Official online waterway map with a suitable section and the layers used here: Course and catchment area of ​​the Erlenbach
General introduction without default settings and layers: State Institute for the Environment Baden-Württemberg (LUBW) ( notes )

  1. a b c d e Height according to the contour line image on the background layer topographic map .
  2. a b Length according to the waterway network layer ( AWGN ) .
  3. a b Catchment area measured on the background layer topographic map .
  4. a b Height according to black lettering on the background layer topographic map .
  5. Lake area after the layer standing waters .
  6. Protected areas according to the relevant layers, nature partly according to the biotope layer .

Other evidence

  1. Wolf-Dieter Sick : Geographical land survey: The natural space units on sheet 162 Rothenburg o.

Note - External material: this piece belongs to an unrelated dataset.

PR #466, opened 2022-10-26
Make compactGrid a 2 column grid on Medium sizes

dobromir-hristov:
Bug/issue #, if applicable: 101583390

## Summary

D. Deaf. Federal Institute for Regional Studies, Bad Godesberg 1962. →  Online map (PDF; 4.7 MB)
  2. Geology according to the layers for Geological Map 1: 50,000 on: Map server of the State Office for Geology, Raw Materials and Mining (LGRB) ( notes ). The geological map listed under → Literature offers a similar picture,  although it does not cover the entire area.

literature

  • Topographical map 1: 25,000 Baden-Württemberg, as single sheet No. 6825 Ilshofen, No. 6924 Gaildorf and No. 6925 Obersontheim
  • Geological map of Baden-Württemberg 1: 25,000, published by the State Geological Office 1982, sheet no. 6925 Obersontheim with explanatory booklet.